Data entries:
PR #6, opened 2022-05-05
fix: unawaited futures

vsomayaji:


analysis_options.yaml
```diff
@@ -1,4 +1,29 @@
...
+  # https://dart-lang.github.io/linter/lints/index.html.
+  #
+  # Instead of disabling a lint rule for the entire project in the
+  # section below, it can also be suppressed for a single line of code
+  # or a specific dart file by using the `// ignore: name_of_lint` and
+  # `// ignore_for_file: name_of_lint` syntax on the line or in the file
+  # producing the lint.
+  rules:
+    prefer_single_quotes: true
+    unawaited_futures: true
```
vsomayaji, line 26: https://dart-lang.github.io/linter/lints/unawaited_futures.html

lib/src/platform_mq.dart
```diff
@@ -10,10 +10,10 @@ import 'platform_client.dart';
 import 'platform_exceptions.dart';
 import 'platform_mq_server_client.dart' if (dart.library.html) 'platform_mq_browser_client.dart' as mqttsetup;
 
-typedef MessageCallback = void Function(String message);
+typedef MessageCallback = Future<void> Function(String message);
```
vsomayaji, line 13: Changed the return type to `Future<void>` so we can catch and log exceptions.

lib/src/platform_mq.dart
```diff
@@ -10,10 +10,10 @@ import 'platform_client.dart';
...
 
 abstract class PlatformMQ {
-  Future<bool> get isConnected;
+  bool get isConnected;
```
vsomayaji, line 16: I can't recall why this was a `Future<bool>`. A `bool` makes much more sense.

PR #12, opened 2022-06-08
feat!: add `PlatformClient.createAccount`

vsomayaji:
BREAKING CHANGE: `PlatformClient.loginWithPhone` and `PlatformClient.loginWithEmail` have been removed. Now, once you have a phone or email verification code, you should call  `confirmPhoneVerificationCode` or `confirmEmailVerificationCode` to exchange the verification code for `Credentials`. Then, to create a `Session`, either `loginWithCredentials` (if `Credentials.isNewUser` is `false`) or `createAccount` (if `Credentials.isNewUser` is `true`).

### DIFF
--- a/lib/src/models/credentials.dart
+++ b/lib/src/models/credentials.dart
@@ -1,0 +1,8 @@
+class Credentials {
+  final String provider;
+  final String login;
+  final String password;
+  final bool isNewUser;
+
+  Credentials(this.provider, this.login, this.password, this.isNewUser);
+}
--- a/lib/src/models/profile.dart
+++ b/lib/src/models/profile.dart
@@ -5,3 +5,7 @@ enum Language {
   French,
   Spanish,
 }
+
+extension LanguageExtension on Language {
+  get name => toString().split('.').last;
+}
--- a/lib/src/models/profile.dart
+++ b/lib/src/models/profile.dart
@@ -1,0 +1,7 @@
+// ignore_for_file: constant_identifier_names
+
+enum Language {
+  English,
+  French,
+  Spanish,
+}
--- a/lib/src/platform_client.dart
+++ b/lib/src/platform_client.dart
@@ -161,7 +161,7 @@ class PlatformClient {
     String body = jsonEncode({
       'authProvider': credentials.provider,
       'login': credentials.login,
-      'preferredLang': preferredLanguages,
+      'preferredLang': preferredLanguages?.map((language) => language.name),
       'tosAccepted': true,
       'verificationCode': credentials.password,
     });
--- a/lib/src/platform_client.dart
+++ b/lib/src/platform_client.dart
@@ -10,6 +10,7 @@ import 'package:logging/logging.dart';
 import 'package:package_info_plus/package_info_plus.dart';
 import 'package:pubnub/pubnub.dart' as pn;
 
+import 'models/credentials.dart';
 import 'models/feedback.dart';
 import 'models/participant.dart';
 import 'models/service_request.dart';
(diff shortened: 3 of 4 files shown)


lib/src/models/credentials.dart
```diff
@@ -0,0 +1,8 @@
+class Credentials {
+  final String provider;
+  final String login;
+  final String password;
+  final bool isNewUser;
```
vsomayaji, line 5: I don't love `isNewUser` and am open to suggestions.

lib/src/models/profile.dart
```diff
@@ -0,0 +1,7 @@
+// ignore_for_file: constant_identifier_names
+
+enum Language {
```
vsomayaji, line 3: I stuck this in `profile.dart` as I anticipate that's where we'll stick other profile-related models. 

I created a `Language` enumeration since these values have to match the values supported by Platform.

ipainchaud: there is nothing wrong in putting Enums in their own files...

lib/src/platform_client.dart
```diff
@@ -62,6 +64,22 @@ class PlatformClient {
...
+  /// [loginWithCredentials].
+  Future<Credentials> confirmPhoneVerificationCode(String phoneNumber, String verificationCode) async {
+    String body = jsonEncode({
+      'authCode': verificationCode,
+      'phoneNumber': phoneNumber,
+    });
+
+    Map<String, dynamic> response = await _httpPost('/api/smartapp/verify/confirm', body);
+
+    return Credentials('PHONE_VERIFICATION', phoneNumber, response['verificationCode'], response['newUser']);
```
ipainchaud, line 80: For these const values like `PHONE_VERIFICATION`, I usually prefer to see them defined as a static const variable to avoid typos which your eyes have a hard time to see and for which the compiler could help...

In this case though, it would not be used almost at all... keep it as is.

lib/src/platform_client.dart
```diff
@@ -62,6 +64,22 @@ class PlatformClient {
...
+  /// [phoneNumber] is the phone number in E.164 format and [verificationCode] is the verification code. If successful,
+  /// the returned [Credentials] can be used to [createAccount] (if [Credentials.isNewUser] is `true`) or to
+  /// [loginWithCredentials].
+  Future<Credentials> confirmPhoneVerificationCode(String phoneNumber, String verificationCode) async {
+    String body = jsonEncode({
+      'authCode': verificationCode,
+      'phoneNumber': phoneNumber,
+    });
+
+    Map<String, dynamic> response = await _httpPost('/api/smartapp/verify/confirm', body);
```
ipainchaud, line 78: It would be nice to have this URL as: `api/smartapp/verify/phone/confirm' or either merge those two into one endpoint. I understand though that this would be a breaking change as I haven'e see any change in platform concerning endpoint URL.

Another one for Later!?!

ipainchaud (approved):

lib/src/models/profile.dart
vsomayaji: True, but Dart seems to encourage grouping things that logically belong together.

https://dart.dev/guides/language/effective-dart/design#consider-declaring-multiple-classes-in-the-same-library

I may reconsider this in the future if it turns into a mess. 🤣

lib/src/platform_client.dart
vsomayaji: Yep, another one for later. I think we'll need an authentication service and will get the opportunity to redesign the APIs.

PROBLEM TO SOLVE:
In the records above, some lines may contain the word "package"; copy every one of them.

REPLY:
@@ -10,6 +10,7 @@ import 'package:logging/logging.dart';
 import 'package:package_info_plus/package_info_plus.dart';
 import 'package:pubnub/pubnub.dart' as pn;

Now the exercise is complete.